After four years out of public life, Almir Gabriel ran again for the government of Pará in the 2006 elections, with Valéria Pires Franco as his vice-governor candidate. União pelo Pará, his coalition, included 15 parties: PSDB, PFL, PTB, PSC, PL, PV, PTdoB, PMN, PP, Party of the Nation's Retirees (PAN), Brazilian Labour Renewal Party (PRTB), Humanist Party of Solidarity (PHS), Christian Labor Party (PTC), Progressive Republican Party (PRP) and Reconstruction of the National Order Party (PRONA). The election was decided in the second round; Ana Júlia Carepa received 54.92% of the votes (1,673,648 votes) and defeated Gabrial, who received only 45.07% of the valid votes (1,373,474 votes).

In 2009 Almir Gabriel left the PSDB and in 2011 he joined the PTB, where he was mentioned as a candidate to run for mayor of Belém in the 2012 elections. However, he never ran.
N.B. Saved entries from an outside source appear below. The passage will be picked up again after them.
PR #5548, opened 2026-07-11
Add Aqua Plus APAIO270 heat pump water heater

adfhogan:
## Summary

Adds device support for the Aqua Plus APAIO270 heat pump hot water system.

This device had no existing config and was being fuzzy-matched onto an unrelated reversible pool/spa heat pump config, producing a `climate` entity with wrong HVAC modes and a continuous `Unrecognised HVAC Mode of True ignored` warning.

- Modelled as a `water_heater` entity (`product_id: zcuzgqkr3aef1hap`) with the device's three real operation modes: Standard → `heat_pump`, Booster → `performance`, E-Heater → `electric`.
- Adds diagnostic sensors for tank/coil/discharge/suction temperatures, expansion valve position, fan speed, defrost/compressor/four-way-valve/water-pump/electric-heating-element status, high/low pressure switches, water flow switch, phase sequence module, circulation mode, energy/current/voltage/power, and compressor runtime before defrost.
- The full DP map (including several DPs not present in the standard schema, and English `code` strings that didn't match what they actually measured) was recovered via the Tuya Cloud API `/v2.0/cloud/thing/{id}/model` and `/shadow/properties` endpoints, then cross-checked against the manufacturer's own app.
- All three operation modes were verified live end-to-end: toggling Standard/Booster/E-Heater in the Tuya app was confirmed to transition `water_heater.hot_water_heat_pump`'s `current_operation` correctly in Home Assistant.
- DP labels/polarities for the pressure switches, water-flow switch, and several other diagnostic fields were empirically confirmed against the app's own "Temp. Query"/"Status Query" screens rather than assumed.

## Test plan

- [x] `uv run yamllint custom_components/tuya_local/devices/aquaplus_apaio270_waterheater.yaml` passes
- [x] `uv run ruff check .` / `uv run ruff check --select I .` / `uv run ruff format --check .` pass
- [x] `uv run pytest tests/test_device_config.py` passes (32/32)
- [x] No `product_id` collision with existing device configs
- [x] Deployed to a live production HA instance and verified: all three modes transition correctly, temperatures track live readings, no HVAC-mode warnings or entity errors since deployment

### DIFF
--- a/DEVICES.md
+++ b/DEVICES.md
@@ -216,6 +216,7 @@
 
 - Apricus heat pump water heater
 - A.O. Smith HeatBot 15L electric water heater
+- Aqua Plus APAIO270 heat pump water heater
 - Aquatech Rapid/X6 heat pump water heater
 - Aquaviva AVH15S combo air-water heat pump
 - Arçelik AHPH-MM series combo air-water heat pump
--- a/custom_components/tuya_local/devices/aquaplus_apaio270_waterheater.yaml
+++ b/custom_components/tuya_local/devices/aquaplus_apaio270_waterheater.yaml
@@ -1,0 +1,312 @@
+name: Heat pump water heater
+products:
+  - id: zcuzgqkr3aef1hap
+    manufacturer: Aqua Plus
+    model: APAIO270
+entities:
+  - entity: water_heater
+    dps:
+      - id: 1
+        type: boolean
+        name: operation_mode
+        mapping:
+          - dps_val: false
+            value: "off"
+          - dps_val: true
+            constraint: mode
+            conditions:
+              - dps_val: Stand
+                value: heat_pump
+              - dps_val: Boost
+                value: performance
+              - dps_val: ELE
+                value: electric
+      - id: 2
+        type: string
+        name: mode
+        hidden: true
+      - id: 4
+        type: integer
+        name: temperature
+        unit: C
+        range:
+          min: 15
+          max: 75
+      - id: 21
+        type: integer
+        name: current_temperature
+        unit: C
+  - entity: binary_sensor
+    translation_key: defrost
+    category: diagnostic
+    dps:
+      - id: 7
+        type: boolean
+        name: sensor
+  - entity: sensor
+    name: Expansion valve position
+    icon: "mdi:pipe-valve"
+    category: diagnostic
+    dps:
+      - id: 14
+        type: integer
+        name: sensor
+  - entity: binary_sensor
+    class: problem
+    category: diagnostic
+    dps:
+      - id: 15
+        type: bitfield
+        name: sensor
+        mapping:
+          - dps_val: 0
+            value: false
+          - value: true
+      - id: 15
+        type: bitfield
+        name: fault_code
+  - entity: sensor
+    name: Phase sequence module
+    class: enum
+    category: diagnostic
+    dps:
+      - id: 17
+        type: string
+        name: sensor
+        mapping:
+          - dps_val: "NO"
+            value: Nothing
+          # "normal" and "ERR" are unconfirmed guesses - never observed live
+          - dps_val: normal
+            value: Normal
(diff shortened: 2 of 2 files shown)


adfhogan:
Generated with Claude Code Sonnet 5. Settings verified between "Tuya" android app and HA. It looks like Tuya config provides power monitoring, but the hardware doesn't implement it (no current clamp etc.) as values are always zero for voltage, power, energy. Other units based around same Tuya config, however, may implement power monitoring.

adfhogan:
Initially closest fuzzy match was its_45hd_heatpump.yaml, but it didn't display/allow selection of the correct different modes available (it showed Heat and Cool), such as Electric (resistive immersion), heat pump, performance (both) and Off.

adfhogan:
Added additional update whilst PR pending.. Exposed the set and current water temperature DPs as standalone sensors as well as part of the water_heater entity, such that they can benefit from home assistant's long term logging and not be wiped after ~10 days.

make-all:
Extra sensors are not needed. You can use template sensors if you really want them.

adfhogan:
@make-all the device definition I started out with, its_45hd_heatpump.yaml also duplicates DP21 though not the setpoint DP4 so there is existing precedent for at least the water temp being duplicated.

Was this what you meant by extra sensors should be templates, or did you mean all the extra diagnostic stuff?

adfhogan:
To check whether "Inlet temperature" duplicating `current_temperature` in `its_45hd_heatpump.yaml` was a one-off or an actual convention, I scanned all 1,632 device configs in this repo for the pattern: a DP used by a primary entity (`climate`/`water_heater`/`humidifier`/etc.) that's *also* exposed as a standalone `sensor`/`binary_sensor`.

Excluded two categories of false positive: DPs shared only via a `temperature_unit` toggle feeding the `unit` field of unrelated diagnostic sensors, and composite base64/bitmask DPs (e.g. `powerworld_pw58410_*`) where different `mask`s decode genuinely different values from the same DP id — that's decomposition, not duplication.

**14 configs duplicate a current-value DP as a standalone sensor:**
- `its_45hd_heatpump.yaml` — "Inlet temperature" (the original fuzzy-match for this device)
- `aquastrong_hex_heatpump.yaml`, `solareast_aurora2_heatpump.yaml` — "Inlet temperature"
- `dr_heater_dr008_thermostat.yaml`, `drexma_et7aw_thermostat.yaml`, `jiahong_et61plus_thermostat.yaml`, `jiahong_et72w_thermostat.yaml`, `eurom_sani_bathroom_towel_radiator.yaml` — "Room temperature"
- `elko_cfmtb_thermostat.yaml` — "ambient_temperature"
- `atorch_s1tw_thermostat.yaml`, `giatsu_vaw2_waterheater.yaml`, `gotzejensen_kt975k_kettle.yaml` — unnamed sensor
- `alecoair_pu55_humino.yaml`, `electriq_cd12pw_dehumidifier.yaml` — current_humidity/current_temperature, unnamed

In every one of these, only the **current/measured** value is duplicated. None duplicate a **target/setpoint** temperature as a standalone sensor — that holds across all 1,632 files, not just this one.

Given that, would you be OK with keeping the "Tank temperature" (current, DP21) sensor since it matches this established convention, and I drop the "Target temperature" (setpoint, DP4) sensor which has no precedent anywhere in the repo?

make-all:
No, duplicate sensors should not be added.  Of the 14 / 1632 files you have identified that appear to go against convention, one was already deprecated, and 6 are not exactly duplicating the current_temperature, as there are complex conditions that cause different temperature to be displayed by the climate entity depending on the mode of the device. The other 7 have been deprecated now.

adfhogan:
Precedent deprecated.. got it.. I do honestly appreciate the clarification and will submit a fresh PR without the sensor duplication for the Aqua Plus APAIO270.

=== Electoral efficiency ===

| Year | Election | Coalition | Party | Position | Votes | Percentage | Result |
|---|---|---|---|---|---|---|---|
| 1986 | State | No coalition | PMDB | Senator | 463 774 | - | Elected |
| 1989 | Federal | No coalition | PMDB | Vice-president | 7 790 392 (4º) | 11,51% | Not elected |
| 1990 | State | PSDB, PSB, PCB, PCdoB, PDT and PT | PSDB | Governor | 230 242 (3º) | 16,28% | Not elected |
| 1994 | State | PSDB, PFL, PDT, PTB, PPS, PSB, PCB and PCdoB | PSDB | Governor | 458 000 (2º - first round) 870 827 (1º - second round) | 37,21% (first round) 62,73% (second round) | Elected |
| 1998 | State | PSDB, PTB, PPS, PPB, PL, PV, PSC, PMN, PSD and PTdoB | PSDB | Governor | 773 185 (1º - first round) 981 409 (1º - second round) | 44,54% (first round) 53,89% (second round) | Elected |
| 2006 | State | PSDB, PFL, PTB, PSC, PL, PV, PTdoB, PMN, PP, PAN, PRTB, PHS, PTC, PRP and PRONA | PSDB | Governor | 1 370 272 (1º - first round) 1 373 474 (2º - second round) | 43,82% (first round) 45,07% (second round) | Not elected |

== Controversies ==
Almir Gabriel became internationally known for the Eldorado do Carajás Massacre, one of Brazil's main agrarian conflicts, which took place during his first term as governor of Pará in 1996. In the event, the Pará State Military Police were ordered to clear the road between Marabá and Parauapebas, obstructed by around 3,500 landless workers. The confrontation between the police and the protesters left 19 dead (many of them with signs of execution), and 80 injured (69 landless and 11 police officers). Although he was never held formally responsible for what happened, Almir Gabriel was identified by the Landless Workers' Movement (MST) as the mastermind, since he allegedly ordered the road to be cleared by violent force.